The WhatsApp Privacy Policy Dispute

As Centre threatens legal action against WhatsApp for its new privacy policy, people are looking at alternatives

The WhatsApp Privacy Policy Dispute
The WhatsApp Privacy Policy Dispute
Titlee Sen - 24 May 2021

If you want to keep using WhatsApp, you’ll have to accept some significant updates to its privacy policy and terms of service. This was first announced earlier this year, but was held back following customer backlash. WhatsApp, which is operated by Facebook, explains how the service manages data and how it works with the wider Facebook network to enable integrations across various platforms, including Instagram and Facebook Messenger. It claims it gathers customer information to deliver services and personalises user experience.

Many people assumed that when WhatsApp announced its updated privacy policy in January, it would allow the firm to see users’ private messages and exchange them with its parent company, Facebook Inc. Users were given an ultimatum to implement the new policy by February 8, or they would lose access to the service.

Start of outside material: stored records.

PR #3216, opened 2026-05-15
Render App Bridge instead of login redirect when shop/host params are missing in embedded apps

byrichardpowell:
## Problem

During local development of embedded Shopify apps, there's an annoying workflow where the login screen appears inappropriately:

1. Navigate to a new URL within the app (the `id_token` / `shop` / `host` query params are lost from the URL)
2. Make a code change
3. Vite triggers a full page reload (this happens intermittently — not all changes trigger HMR, some cause a full reload)
4. The server receives a document request with no `shop` or `host` params and no `Authorization` header
5. `validateShopAndHostParams` redirects to the login page

This is incorrect because the app is still running inside the Shopify admin iframe — it just lost the URL search params during SPA navigation + reload.

## Solution

In `validateShopAndHostParams`, when `shop` or `host` params are missing/invalid, we now render a minimal App Bridge page instead of redirecting to login.

When App Bridge loads inside the Shopify admin iframe, it:
1. Detects it's embedded in the admin
2. Retrieves the session token from the parent frame
3. Re-authenticates the app seamlessly

This is the same mechanism used by the existing "bounce page" flow (`/auth/session-token`), just applied earlier in the auth pipeline.

The previous code had a `throw redirect(config.auth.loginPath)` fallback for non-embedded apps, but `isEmbeddedApp` is hardcoded to `true` in `shopify-app.ts` for all apps using this library (the `ShopifyAdmin` distribution is already excluded earlier in the function). This made the login redirect dead code. This PR removes that dead code — no public APIs are changed.

Note: this is a production behavior change, not just a dev improvement. Any request to an embedded app without `shop`/`host` params (e.g., bookmarked deep links, direct URL access) will now get the App Bridge page instead of a login redirect. This is correct behavior — App Bridge will handle re-embedding in the admin.

### What changed

- **`validate-shop-and-host-params.ts`**: Replaced the `redirectToLoginPath` helper with `renderAppBridgeOrError`. Instead of redirecting to the login page, renders the App Bridge page so it can recover the session. Removed the unused `redirect` import from `react-router` and the dead login redirect code path. The login path guard (500 error when `authenticate.admin()` is called from the login route) is preserved.
- **`doc-request-path.test.ts`**: Updated the 4 test cases for missing/invalid shop/host params to expect an App Bridge page (200 with App Bridge script tag) instead of a login redirect (302).
- **`reject-bot-request.test.ts`**: Updated the "allowed Shopify agents" assertions to expect 200 (App Bridge page) instead of 302 (login redirect), confirming the request passes the bot check and proceeds to auth validation.
- **`expect-login-redirect.ts`**: Removed — no longer used by any test.
- **`__test-helpers/index.ts`**: Removed the `expect-login-redirect` export.

### DIFF
--- a/packages/apps/shopify-app-react-router/src/server/authenticate/admin/helpers/validate-shop-and-host-params.ts
+++ b/packages/apps/shopify-app-react-router/src/server/authenticate/admin/helpers/validate-shop-and-host-params.ts
@@ -1,6 +1,6 @@
-import {redirect} from 'react-router';
-
 import {BasicParams, AppDistribution} from '../../../types';
+
+import {renderAppBridge} from './render-app-bridge';
 
 export function validateShopAndHostParams(
   params: BasicParams,
@@ -12,24 +12,24 @@ export function validateShopAndHostParams(
     const url = new URL(request.url);
     const shop = api.utils.sanitizeShop(url.searchParams.get('shop')!);
     if (!shop) {
-      logger.debug('Missing or invalid shop, redirecting to login path', {
+      logger.debug('Missing or invalid shop, rendering App Bridge', {
         shop,
       });
-      throw redirectToLoginPath(request, params);
+      throw renderAppBridgeOrError(request, params);
     }
 
     const host = api.utils.sanitizeHost(url.searchParams.get('host')!);
     if (!host) {
-      logger.debug('Invalid host, redirecting to login path', {
+      logger.debug('Invalid host, rendering App Bridge', {
         shop,
         host: url.searchParams.get('host'),
       });
-      throw redirectToLoginPath(request, params);
+      throw renderAppBridgeOrError(request, params);
     }
   }
 }
 
-function redirectToLoginPath(request: Request, params: BasicParams): never {
+function renderAppBridgeOrError(request: Request, params: BasicParams): never {
   const {config, logger} = params;
 
   const {pathname} = new URL(request.url);
@@ -42,5 +42,8 @@ function redirectToLoginPath(request: Request, params: BasicParams): never {
     throw new Response(message, {status: 500});
   }
 
-  throw redirect(config.auth.loginPath);
+  logger.debug(
+    'Missing shop or host params, rendering App Bridge to retrieve session',
+  );
+  throw renderAppBridge(params, request);
 }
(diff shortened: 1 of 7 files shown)


packages/apps/shopify-app-react-router/src/server/authenticate/admin/helpers/validate-shop-and-host-params.ts
```diff
@@ -12,24 +12,24 @@ export function validateShopAndHostParams(
     const url = new URL(request.url);
     const shop = api.utils.sanitizeShop(url.searchParams.get('shop')!);
     if (!shop) {
-      logger.debug('Missing or invalid shop, redirecting to login path', {
+      logger.debug('Missing or invalid shop, rendering App Bridge', {
         shop,
       });
-      throw redirectToLoginPath(request, params);
+      throw renderAppBridgeOrError(request, params);
```
lizkenyon, line 18: Should we distinguish shop missing from invalid here?

For example I believe further down the call stack with this flow we will set the CSP headers with that invalid shop. 
> renderAppBridge() re-reads the raw query param and passes it into header construction

lizkenyon (approved):

packages/apps/shopify-app-react-router/src/server/authenticate/admin/helpers/validate-shop-and-host-params.ts
byrichardpowell: Good catch — this was a real (small) hole. Fixed in 8c1776558.

**Fix:** sanitized the shop param inside `renderAppBridge` itself before passing it to `addDocumentResponseHeaders`, rather than branching missing-vs-invalid in the validator. This way every caller of `renderAppBridge` benefits, and it mirrors the existing pattern in `addDocumentResponseHeadersFactory`:

```ts
const shop = api.utils.sanitizeShop(
  new URL(request.url).searchParams.get('shop')!,
);
addDocumentResponseHeaders(responseHeaders, isEmbeddedApp, shop);
```

**Behavior matrix:**

| Shop input | Before | After |
|---|---|---|
| Valid (`*.myshopify.com`, etc.) | header set with shop | header set with shop *(unchanged)* |
| Invalid (e.g. `evil.com`) | **leaked into CSP `frame-ancestors` + Link preconnect** | no header set |
| Missing / null | no header set | no header set *(unchanged)* |

**Regression test** added in `doc-request-path.test.ts` that hits the endpoint with `?shop=evil.com` and asserts:
- CSP, if present, does not contain the attacker value.
- `Link` preconnect header is absent.

Fails against the old code, passes against the new code. Full package test suite (349 tests) green, `tsc` clean.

Later, the company clarified that the new policy would not impact users’ private messages and postponed the change till May 15, and promised to include more details. WhatsApp also clarified that if users don’t approve the revised privacy policies by May 15, their accounts will not be deleted, and they have kept their word so far. However, it also seems that users will have to embrace the new privacy policy at some stage, especially if they want to keep using all features.

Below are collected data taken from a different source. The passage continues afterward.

PR #3237, opened 2026-05-29
Fix admin extension CORS preflight in `validateAuthenticatedSession`

### LINKED ISSUE #1420: Admin extensions preflight authentication
# Issue summary
According to the [docs](https://shopify.dev/docs/api/admin-extensions#app-authentication), I should be able to make authenticated api calls the extension (which runs in the frontend) to my app's backend (which runs on the same domain as app_url).
The app uses the Express.js template

I have an admin action extension that makes the following API call:

Image

The route is guarded by the validateAuthenticatedSession middleware and allowed the cors configurations as the [docs](https://shopify.dev/docs/api/admin-extensions#security) requires.

Image

  - `@shopify/*` package and version: @shopify/shopify-app-express version 5.0.3
  - Node version: 20.17.0
  - Operating system: MacOS

## Expected behavior

The fetch request should pass the authentication.

## Actual behavior

The request's preflight redirects to /api/auth (meaning it didn't authenticated currectly) which fails because of cors (but would fail regardless)

This is the preflight

Image

This is the "real" request which fails because of cors (due to the preflight failing). As you can see, the header is there, but it can't pass the validateAuthenticatedSession middleware

Image

ryandiginomad:
### What

Admin UI extension `fetch` calls to an app's backend (Express template) fail because the CORS preflight `OPTIONS` request is run through `validateAuthenticatedSession`. The preflight carries no `Authorization` header, so the middleware redirects/403s it, and the browser then blocks the real (authenticated) request on CORS.

A maintainer confirmed the fix direction in #1420:

> we're not handling `OPTIONS` requests properly in that package - we should be just setting the CORS headers and responding in that case, instead of trying to authenticate it.

### How

`validateAuthenticatedSession` now short-circuits `OPTIONS` requests before the auth logic runs: it responds `204` with the CORS headers for `https://extensions.shopifycdn.com` — the origin that Shopify's [admin-extensions security docs](https://shopify.dev/docs/api/admin-extensions#security) require apps to allow. The short-circuit is config-agnostic, so it applies to both embedded and non-embedded apps.

### Before / after

Before: `OPTIONS /api/...` → `302` redirect to `/api/auth` (or `403`) → browser blocks the real request on CORS.
After: `OPTIONS /api/...` → `204` with `Access-Control-Allow-Origin: https://extensions.shopifycdn.com` (+ Allow-Methods / Allow-Headers) → the real request proceeds and is authenticated exactly as before.

### Tests

Added 3 tests to `validate-authenticated-session.test.ts`: preflight returns `204` without calling `getCurrentId` (no auth attempt); allows the `Authorization` header; allows the request methods. Full `shopify-app-express` suite: 88 passing, no regressions. `tsc` + lint clean. Changeset added (patch).

### Open to feedback

- **Allowed origin** — hardcoded to `https://extensions.shopifycdn.com` per the docs. Happy to make it configurable or echo a validated `Origin` if you'd prefer.
- **Allow-Methods / Allow-Headers** — currently `GET, POST, PUT, PATCH, DELETE, OPTIONS` and `Authorization, Content-Type`. Can narrow/widen to match what extensions actually send.
- **Allow-Credentials** — not set (admin extension auth uses the `Authorization` header, not cookies). Let me know if a case needs it.

### AI disclosure

This change was developed with AI assistance (Claude). The approach, code, and tests were reviewed and verified locally by me.

Fixes #1420

### DIFF
--- a/.changeset/fix-admin-extension-cors-preflight.md
+++ b/.changeset/fix-admin-extension-cors-preflight.md
@@ -1,0 +1,5 @@
+---
+"@shopify/shopify-app-express": patch
+---
+
+Respond to CORS preflight (`OPTIONS`) requests in `validateAuthenticatedSession` instead of trying to authenticate them. Admin UI extension `fetch` calls to an app's backend send a preflight request that carries no `Authorization` header, so the middleware would redirect/403 and the browser would block the real request on CORS. The middleware now short-circuits `OPTIONS` requests, responding `204` with the CORS headers for `https://extensions.shopifycdn.com`.
--- a/packages/apps/shopify-app-express/src/middlewares/__tests__/validate-authenticated-session.test.ts
+++ b/packages/apps/shopify-app-express/src/middlewares/__tests__/validate-authenticated-session.test.ts
@@ -225,6 +225,43 @@ describe('validateAuthenticatedSession', () => {
 
       expect((response.error as any).text).toBe('Storage error');
     });
+
+    it('responds to a CORS preflight OPTIONS request without authenticating', async () => {
+      const getCurrentIdSpy = jest.spyOn(shopify.api.session, 'getCurrentId');
+
+      const response = await request(app)
+        .options('/test/shop')
+        .set('Origin', 'https://extensions.shopifycdn.com')
+        .expect(204);
+
+      expect(response.headers['access-control-allow-origin']).toBe(
+        'https://extensions.shopifycdn.com',
+      );
+      expect(getCurrentIdSpy).not.toHaveBeenCalled();
+    });
+
+    it('allows the Authorization header on the preflight response', async () => {
+      const response = await request(app)
+        .options('/test/shop')
+        .set('Origin', 'https://extensions.shopifycdn.com')
+        .expect(204);
+
+      expect(response.headers['access-control-allow-headers']).toContain(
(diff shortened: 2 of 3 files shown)


ryandiginomad:
Quick check-in — this PR has been ready for review for a week. CLA signed, CI green (capture + cla). Ready whenever the team has a window, and happy to address anything that comes up.

ryandiginomad:
Quick check-in — this PR has been quiet on the review queue for a couple weeks. CLA signed, CI green, and it's a small bounded fix for #1420. Ready whenever the team has a window, happy to address anything that comes up.

ryandiginomad:
Following up on this one — it's been open since late May without a review. If this isn't something the team wants to take on, I'm happy to close it, no hard feelings. If it is, I'll rebase it onto the current base and address whatever comes up.

ryandiginomad:
Closing this. It's been open since late May without a review, and the branch has drifted 214 commits behind main, so I'd rather close it cleanly than keep rebasing something that isn't in anyone's queue.

The bug is still there: `validateAuthenticatedSession` runs preflight `OPTIONS` requests through the auth path, so #1420 still reproduces on main. The issue is open and unassigned, and the branch stays on my fork if it's useful to whoever picks it up.

PR #3238, opened 2026-05-29
Fix: respond to CORS preflight OPTIONS requests without authenticating (shopify-app-express)

### LINKED ISSUE #1420: Admin extensions preflight authentication

morgan-coded:

Fixes #1420

The `validateAuthenticatedSession` middleware in `@shopify/shopify-app-express`
runs every request — including CORS preflight `OPTIONS` requests — through the
full authentication flow. A preflight request never carries a session cookie or
`Authorization: Bearer` header, so it always fails authentication and is
redirected to `/auth` (HTTP 302). The browser's CORS preflight then fails on the
redirect, so the real authenticated request from an admin extension to the app's
own backend never fires.

This is the behavior the maintainer confirmed in #1420: for `OPTIONS` we should
just set the CORS headers and respond, instead of trying to authenticate.

- Adds a small `respondToOptionsRequest` helper to the Express package that, for
  `OPTIONS` requests, sets the CORS headers (`Access-Control-Allow-Origin`,
  `Access-Control-Allow-Headers`, `Access-Control-Expose-Headers`,
  `Access-Control-Max-Age`) and responds `204` without authenticating. This
  adapts the preflight handling already used by `shopify-app-remix` and
  `shopify-app-react-router` to the Express middleware path.
- Calls it at the top of `validateAuthenticatedSession`, before any session
  lookup, returning early for preflight requests.
- Adds unit tests covering the `OPTIONS` path: the preflight now returns `204`
  with CORS headers, never invokes session lookup, never redirects, and still
  handles preflights without an `Origin` header.

No behavior change for any non-`OPTIONS` request.

#### How was this verified?
- Targeted `jest` for `validate-authenticated-session.test.ts`: 18/18 tests
  pass, including the hardened preflight coverage.
- Red→green check: with the fix removed, the new tests fail with
  `expected 204, got 302` — reproducing the reported redirect — and pass once
  restored.
- `eslint .` and `tsc --noEmit` for the package: both clean.

## Type of change

## Checklist

- [ ] I have documented new APIs/updated the documentation for modified APIs (for public APIs) — n/a, no public API change

### DIFF
--- a/.changeset/express-options-preflight-cors.md
+++ b/.changeset/express-options-preflight-cors.md
@@ -1,0 +1,5 @@
+---
+'@shopify/shopify-app-express': patch
+---
+
+Respond to CORS preflight `OPTIONS` requests in `validateAuthenticatedSession` by setting CORS headers and returning `204`, instead of running them through the authentication flow. Preflight requests don't carry a session token, so authenticating them always failed and redirected to auth, breaking authenticated fetches from admin extensions.
--- a/packages/apps/shopify-app-express/src/middlewares/__tests__/validate-authenticated-session.test.ts
+++ b/packages/apps/shopify-app-express/src/middlewares/__tests__/validate-authenticated-session.test.ts
@@ -360,5 +360,32 @@ describe('validateAuthenticatedSession', () => {
         'X-Shopify-Api-Request-Failure-Reauthorize-Url',
       );
     });
+
+    it('still responds 204 with CORS headers when no Origin header is sent', async () => {
+      // Admin extension preflights do not always carry an Origin header; the
+      // handler is unconditional, so it must not depend on Origin being present.
+      const getCurrentIdSpy = jest.spyOn(shopify.api.session, 'getCurrentId');
+
+      const response = await request(app)
+        .options('/test/shop?shop=my-shop.myshopify.io')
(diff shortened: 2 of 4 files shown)


morgan-coded:
I have signed the CLA!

What is the Privacy Policy?

WhatsApp has reaffirmed that the messaging app is end-to-end encrypted and that it has no access to private messages or locations. Private messages and other details are not shared with Facebook by the organisation. However, the latest update would allow WhatsApp to monetise some of the business conversations it hosts on the social network.

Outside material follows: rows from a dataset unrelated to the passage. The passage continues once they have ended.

PR #3239, opened 2026-05-29
Fix: default cookies to HttpOnly, matching the CookieData JSDoc

### LINKED ISSUE #3207: OAuth state cookie set without HttpOnly (CookieData JSDoc claims default true)
### Issue summary

The OAuth state cookie set during `auth.begin()` is emitted without the `HttpOnly` attribute, despite the `CookieData.httpOnly` JSDoc in `runtime/http/cookies.ts` documenting that the default is `true`. The same flaw applies to the session cookie set on the OAuth callback for non-embedded apps, and to any other cookie written through `Cookies.set` / `Cookies.setAndSign` without explicitly passing `httpOnly: true`.

Found while triaging an OWASP ZAP baseline scan against an embedded Shopify app, which flagged `Cookie No HttpOnly Flag` on the OAuth-begin redirect.

### Versions affected

- `@shopify/shopify-api`: `13.0.0` (latest at time of writing).
- Reproduces on `main` at SHA `f39d1bc1b77230f66bdd493ac7fd69641413553b`.
- Transitively affects every consumer including `@shopify/shopify-app-remix` (verified at `4.2.0`), `@shopify/shopify-app-express`, and `@shopify/shopify-app-react-router`.

### Reproduction

Any OAuth-begin trigger emits a `Set-Cookie` for `shopify_app_state` (and its `.sig` companion) that lacks `HttpOnly`. For example with a stock `shopify-app-remix` install:

```
$ curl -sI "https://<your-app>/auth?shop=<your-shop>.myshopify.com" | grep -i set-cookie
Set-Cookie: shopify_app_state=<nonce>;sameSite=lax; secure=true; path=/auth/callback;expires=<date>
Set-Cookie: shopify_app_state.sig=<sig>;sameSite=lax; secure=true; path=/auth/callback;expires=<date>
```

Notice: no `HttpOnly` attribute on either cookie.

Source trace:

1. [`packages/apps/shopify-api/lib/auth/oauth/oauth.ts#L95-L100`](https://github.com/Shopify/shopify-app-js/blob/f39d1bc1b77230f66bdd493ac7fd69641413553b/packages/apps/shopify-api/lib/auth/oauth/oauth.ts#L95-L100) calls `cookies.setAndSign(STATE_COOKIE_NAME, state, { expires, sameSite, secure, path })`. No `httpOnly` is passed.
2. [`packages/apps/shopify-api/runtime/http/cookies.ts#L154-L176`](https://github.com/Shopify/shopify-app-js/blob/f39d1bc1b77230f66bdd493ac7fd69641413553b/packages/apps/shopify-api/runtime/http/cookies.ts#L154-L176) (`set` and `setAndSign`) spread `opts` into the cookie jar without applying any default for `httpOnly`.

WhatsApp made it clear the knowledge is shared with other Facebook businesses. Your cell phone number and username are collected to build and run a WhatsApp account, as well as your location information at all times, IP addresses, and other information such as phone number area codes and businesses.

What were the actions taken by Government of India?

Since January 2021, the IT Ministry has been in contact with WhatsApp about the new privacy policy. Even as Parliament was debating the Personal Data Protection Bill, the Ministry had sent its first correspondence on the subject to Will Cathcart, the global CEO of WhatsApp. In a letter to WhatsApp in January, the Government responded, requesting WhatsApp to remove its policy, saying it may be in breach of the country’s forthcoming data security laws.

The government said the strategy was against the country’s IT rules and asked the Delhi high court to stop the app from enforcing it. In March, Competition Commission of India (CCI) agreed to take cognisance of the case, which WhatsApp attempted to block.

This is the first time the Ministry has threatened WhatsApp with legal action if not responded by May 25, and has stated that it will explore all legal avenues available to secure Indian citizens’ sovereign rights.

What are the alternatives for India?

According to privacy advocates and legal analysts, WhatsApp is expected to find it tough to drive forward the next privacy policy overhaul, given two regulatory alerts and at least two court cases.

Though it has until May 25 to clarify why it wants to push the update, WhatsApp may have to explain to the government why it wants to do so before India passes the Personal Data Privacy Bill.

Meanwhile, apps like Signal and Telegram have grown in popularity. Since January, both apps, which have end-to-end encrypted applications, have been downloaded millions of times.